--- TO DO ---
Return all of the entries exactly as written.

--- INPUT DATA ---
PR #229, opened 2025-01-16
Add vis label to all tests opening a GUI

EricMEsch:
Some of the tests added did not have the "vis" label although they opened a GUI. When i run tests localy inside of the apptainer container that use the OGL GUI they brick my screen, which means i typically have to restart the computer, so I typically run `ctest -LE vis`. I am sure there is some way to fix my local issue, but i think also the labels should be applied correctly ;)

### DIFF
--- a/tests/confinement/CMakeLists.txt
+++ b/tests/confinement/CMakeLists.txt
@@ -128,8 +128,16 @@ set(_surface_tests
 foreach(_test ${_surface_tests})
 
   add_test(NAME confinment-surface/${_test} COMMAND ./test-surface-sampler-methods ${_test})
-  set_tests_properties(confinment-surface/${_test} PROPERTIES LABELS extra FIXTURES_REQUIRED
-                                                              test-surface-sampler-methods-fixture)
+
+  if(_test MATCHES "test-points-.*")
+    set_tests_properties(
+      confinment-surface/${_test} PROPERTIES LABELS "extra;vis" FIXTURES_REQUIRED
+                                             test-surface-sampler-methods-fixture)
+  else()
+    set_tests_properties(
+      confinment-surface/${_test} PROPERTIES LABELS extra FIXTURES_REQUIRED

--- SOLVED EXERCISE ---
PR #229, opened 2025-01-16
Add vis label to all tests opening a GUI

EricMEsch:
Some of the tests added did not have the "vis" label although they opened a GUI. When i run tests localy inside of the apptainer container that use the OGL GUI they brick my screen, which means i typically have to restart the computer, so I typically run `ctest -LE vis`. I am sure there is some way to fix my local issue, but i think also the labels should be applied correctly ;)

### DIFF
--- a/tests/confinement/CMakeLists.txt
+++ b/tests/confinement/CMakeLists.txt
@@ -128,8 +128,16 @@ set(_surface_tests
 foreach(_test ${_surface_tests})
 
   add_test(NAME confinment-surface/${_test} COMMAND ./test-surface-sampler-methods ${_test})
-  set_tests_properties(confinment-surface/${_test} PROPERTIES LABELS extra FIXTURES_REQUIRED
-                                                              test-surface-sampler-methods-fixture)
+
+  if(_test MATCHES "test-points-.*")
+    set_tests_properties(
+      confinment-surface/${_test} PROPERTIES LABELS "extra;vis" FIXTURES_REQUIRED
+                                             test-surface-sampler-methods-fixture)
+  else()
+    set_tests_properties(
+      confinment-surface/${_test} PROPERTIES LABELS extra FIXTURES_REQUIRED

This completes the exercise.